The Trust Algorithm

Wait, doesn't Zero Trust meant no trust?

A common misconception about zero trust is that there should be no trust. Rather, the philosophy of zero trust directs us to start with zero implicit trust on an actor, move it through the process of establishing explicit trust until it reaches the required threshold, and perform continuous evaluation thereafter. The difference between imlicit trust and explicit trust in this case being that the attributes of the actor being evaluated are explicilty verified as opposed to being implicitly assumed to be valid.

Therefore any system responsible for controlling access must have a way to implement a trust algorithm. In the NIST SP-800 for Zero Trust Architecture this is described as the “thought process” of the “brain” which is the policy engine. For effective zero trust based access control, the policy engine must be able to take input from several sources. The sources can be context of the access request, attributes and history of the actor, context of the requested asset and threat intelligence. This is illustrated in the diagram below taken from the ZTA document. The weight of each component contributes to the scoring of the alogrithm which ultimately gives a binary response to allow or reject access.


Note that it is possible to run multiple iterations of trust alogrithm to arrive at usecases such as “step-up authentication” or “restricted access”. For example, the first iteration may reject access, but a condition can be triggered on rejection to enforce reauthentication. The next iteration of the trust algorithm can then factor the reauthentication and potentially allow the access. The NIST document provides further details about the trust alogrithm types.

“Show me the money”

The theory is nice, but practical implementation is what drives security forward. There are several solutions that use aspects of this trust algorithm to control access. Given below are a few practical implementations using commercially available solutions

Appgate SDP

Appgate SDP enables organizations to adopt a Zero Trust approach to network security, providing granular, context aware access control for distributed cloud and hybrid environments. Appgate SDP introduces the concept of the 6-layer trust model with separate verification steps that extend beyond just sign-in allowing further verification to be required at time of use - when an attempt is made to connect to a specific resource.

Within the Appgate SDP admin UI, you can configure the Risk Matrix as shown below. This matrix drives the access controls based on the user risk score and the sensitivity of the protected resource.

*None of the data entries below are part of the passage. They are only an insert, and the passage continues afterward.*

PR #528, opened 2025-03-28
Splitshpandmapping

remicousin:
This is a bunch of factorization for us to get ready to split shapes reading from apps and apply the case of fake shapes. But I am not sure at what level we'll fork the fake case... at sql/db? at GeoJSON? create dummy geom from scratch?

The commits kind of make sense in chronological order except I forgot to add the new file which should have been in the 2nd commit, and later commits update the former so... might make more sense to look at the final thing. Commits' comments tell you the story.

### DIFF
--- a/enacts/calc.py
+++ b/enacts/calc.py
@@ -144,8 +144,7 @@ def sql2GeoJSON(shapes_sql, db_sql):
 
     See Also
     --------
-    psycopg2.connect, psycopg2.sql, pandas.read_sql, shapely.wkb,
-    shapely.MultiPolygon, shapely.geometry.mapping
+    sql2geom, geom2GeoJSON
 
     Examples
     --------
@@ -160,6 +159,73 @@ def sql2GeoJSON(shapes_sql, db_sql):
     Notes
     -----
     Description of Return is approximative as I don't know exactly what the output is
+    """
+    return geom2GeoJSON(sql2geom(shapes_sql, db_sql))
+
+
+def geom2GeoJSON(df):
+    """ Form a GeoJSON dict from a geometric object
+
+    Parameters
+    ----------
+    df: geometric object
+        shapely geometric object
+    
+    Returns
+    -------
+    features: dict
+        dictionary with features as key and GeoJSON of `geom` as value
+
+    See Also
+    --------
+    sql2geom, shapely.MultiPolygon, shapely.geometry.mapping
+
+    Notes
+    -----
+    Description of Return is approximative as I don't know exactly what the output is
+    """
+    df["the_geom"] = df["the_geom"].apply(
+        lambda x: x if isinstance(x, MultiPolygon) else MultiPolygon([x])
+    )
+    shapes = df["the_geom"].apply(shapely.geometry.mapping)
+    for i in df.index: #this adds the district layer as a label in the dict
+        shapes[i]['label'] = df['label'][i]
+    return {"features": shapes}
+
+
+def sql2geom(shapes_sql, db_sql):
+    """ Form a geometric object from sql query to a database
+
+    Parameters
+    ----------
+    shapes_sql: str
+        sql query
+    db_sql: dict
+        dictionary with host, port, user and dbname information
+    
+    Returns
+    -------
+    geometric object
+        shapely geometric object
+
+    See Also
+    --------
+    psycopg2.connect, psycopg2.sql, pandas.read_sql, shapely.wkb,
+
+    Examples
+    --------
+    shapes_sql: select id_1 as key, name_1 as label,
+        ST_AsBinary(the_geom) as the_geom from sen_adm1
+    db_sql:
+        host: postgres
+        port: 5432
+        user: ingrid
+        dbname: iridb
+
+    Notes
+    -----
+    Description of Returns is approximative
+    as I don't know exactly what the output is
     """
     with psycopg2.connect(**db_sql) as conn:
         s = sql.Composed(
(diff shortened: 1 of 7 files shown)


xchourio (approved):

enacts/calc.py
```diff
@@ -121,6 +126,126 @@ def synthesize_enacts(variable, time_res):
...
+
+def sql2GeoJSON(shapes_sql, db_sql):
+    """ Form a GeoJSON dict from sql request to a database
+
+    Parameters
+    ----------
+    shapes_sql: str
+        sql request
+    db_sql: dict
+        dictionary with host, port, user and dbname information
```
aaron-kaplan, line 138: This is not SQL, so I don't understand why the variable name is `db_sql`. `db_config`?

enacts/maproom_utilities.py
```diff
@@ -0,0 +1,50 @@
+import dash_leaflet as dlf
```
aaron-kaplan, line 1: File name: mapping_utilities.py? Everything in this repo is for maprooms, e.g. calc.py and pingrid.py.

enacts/flex_fcst/maproom.py
```diff
@@ -42,52 +40,6 @@ def register(FLASK, config):
...
-                },
-            ),
-            name=adm_name,
-            checked=is_checked,
-        )
-
-
     #Should I move this function into the predictions.py file where I put the other funcs?
     #if we do so maybe I should redo the func to be more flexible since it is hard coded to read each file separately..
     def read_cptdataset(lead_time, start_date, y_transform=config["y_transform"]):
```
aaron-kaplan, line 45: Just noticing that the logic for reading CPT datasets is written here, not imported from cptio. Not something to chnage in this PR, but potentially something to add to the todo list.

enacts/calc.py
```diff
@@ -121,6 +126,126 @@ def synthesize_enacts(variable, time_res):
...
+    ----------
+    shapes_sql: str
+        sql query
+    db_sql: dict
+        dictionary with host, port, user and dbname information
+    
+    Returns
+    -------
+    geometric object
+        shapely geometric object
```
aaron-kaplan, line 209: No it isn't, it's a pandas dataframe (hence the name `df`), one column of which contains shapely objects.

Incidentally, it's a plain old pandas dataframe, not a [geopandas](https://geopandas.org/en/stable/) dataframe. I remember suggesting to Drew that geopandas might be more appropriate, and that we eventually decided not to switch, but I don't have a clear memory of  the reason. It might have been that it just didn't seem like it helped enough to be worth adding another dependency to the conda environment.

enacts/calc.py
```diff
@@ -121,6 +126,126 @@ def synthesize_enacts(variable, time_res):
...
+    db_sql:
+        host: postgres
+        port: 5432
+        user: ingrid
+        dbname: iridb
+
+    Notes
+    -----
+    Description of Returns is approximative
+    as I don't know exactly what the output is
```
aaron-kaplan, line 228: See above.

enacts/calc.py
```diff
@@ -121,6 +126,126 @@ def synthesize_enacts(variable, time_res):
...
+        shapely geometric object
+
+    See Also
+    --------
+    psycopg2.connect, psycopg2.sql, pandas.read_sql, shapely.wkb,
+
+    Examples
+    --------
+    shapes_sql: select id_1 as key, name_1 as label,
+        ST_AsBinary(the_geom) as the_geom from sen_adm1
```
aaron-kaplan, line 218: I'm not sure why we use `ST_AsBinary` and then use shapely to convert to GeoJSON, instead of just using [`ST_AsGeoJson`](https://postgis.net/docs/ST_AsGeoJSON.html). Possibly because some of it was copy-pasted from fbfmaproom, where shapes are rasterized into the tiles, not sent to the browser as GeoJSON. Something for me to look into.

enacts/calc.py
```diff
@@ -121,6 +126,126 @@ def synthesize_enacts(variable, time_res):
     var_name = variable
     return xrds[var_name]
 
+
+def sql2GeoJSON(shapes_sql, db_sql):
```
aaron-kaplan, line 130: Do you have a justification for putting this shape stuff in calc rather than in maproom_utilities?

(Also the data reading stuff arguably doesn't belong in calc either.)

enacts/calc.py
aaron-kaplan: Even in those cases we get the result in AsBinary format (don't we?), and could choose to use AsGeoJson instead.

I'm not asking for a change right now, in any case.

enacts/maproom_utilities.py
aaron-kaplan: I don't know if it will be useful outside of maprooms, but it doesn't cover all of maprooms, it's specific to the map-drawing part.

enacts/calc.py
```diff
@@ -121,6 +126,113 @@ def synthesize_enacts(variable, time_res):
...
+    ----------
+    shapes_sql: str
+        sql query
+    db_config: dict
+        dictionary with host, port, user and dbname information
+    
+    Returns
+    -------
+    df : pandas.DataFrame
+        a pd.DF including "the_geom" : a shapely geometric object
```
aaron-kaplan, line 201:
```
a pd.DataFrame with columns "label" (dtype=string), "key" (string or int depending on the table), and "the_geom" (shapely.Geometry)
```
FWIW the fact that `key` is sometimes a string and sometimes a number is a bad design that tends to lead to bugs. But that's not at issue right now.

enacts/maproom_utilities.py
remicousin: more will come later in maproom_utilities.py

To configure how the user risk score is calculated, you can rely on the Appgate ZTP platform, which itself will integrate with solutions like CrowdStrike Falcon Insight, McAffee MVISION etc. You can also use user claim scripts which are small scripts that run on the SDP collective to query parameters. An example of using this would be to query the AzureAD Risky User api to determine the risk level of the user. Finally, the policy definition uses the access criteria to allow/deny access as per the rules defined. The trust algorithm for this kind of a setup in Appgate would look like this:

AzureAD and Conditional Access Policies

Conditional Access Policies in AzureAD are a set of rules that can take input from several sources to make a decision to grant/deny access. Under advanced settings, the grant access can also enforce additional controls such as preventing downloads, copy/past of data etc. Common signals that Conditional Access can take in to account when making a policy decision include the following signals:

  • User or group membership
    • Policies can be targeted to specific users and groups giving administrators fine-grained control over access.
  • IP Location information
    • Organizations can create trusted IP address ranges that can be used when making policy decisions.
    • Administrators can specify entire countries/regions IP ranges to block or allow traffic from.
  • Device
    • Users with devices of specific platforms or marked with a specific state can be used when enforcing Conditional Access policies.
    • Use filters for devices to target policies to specific devices like privileged access workstations.
  • Application
    • Users attempting to access specific applications can trigger different Conditional Access policies.
  • Real-time and calculated risk detection
    • Signals integration with Azure AD Identity Protection allows Conditional Access policies to identify risky sign-in behavior. Policies can then force users to change their password, do multi-factor authentication to reduce their risk level, or block access until an administrator takes manual action.
  • Microsoft Defender for Cloud Apps
    • Enables user application access and sessions to be monitored and controlled in real time, increasing visibility and control over access to and activities done within your cloud environment.

The trust algorithm for conditional access policies looks like this:

AzureAD Conditional Access Policies

These two solutions can also be combined by making AzureAD the Identity provider and SSO service for Appgate. This approach enables chaining of the trust algorithm and reduces the burden of security check on the downstream systems.

In conclusion…

Zero Trust is a philosophy, approach, framework and consists of reference architectures. It is not a silver bullet and certainly not a technology. However, implementing ZT is made possible and easier using the right set of technologies. If the technology cannot support a trust algorithm, cannot take input and signals from multiple sources, cannot make dynamic policy decisions, cannot perform monitoring, then it cannot truly implement a Zero Trust approach. The corollary of course is, even the right technology, if implemented without a trust algorithm, cannot deliver ZT based access control either.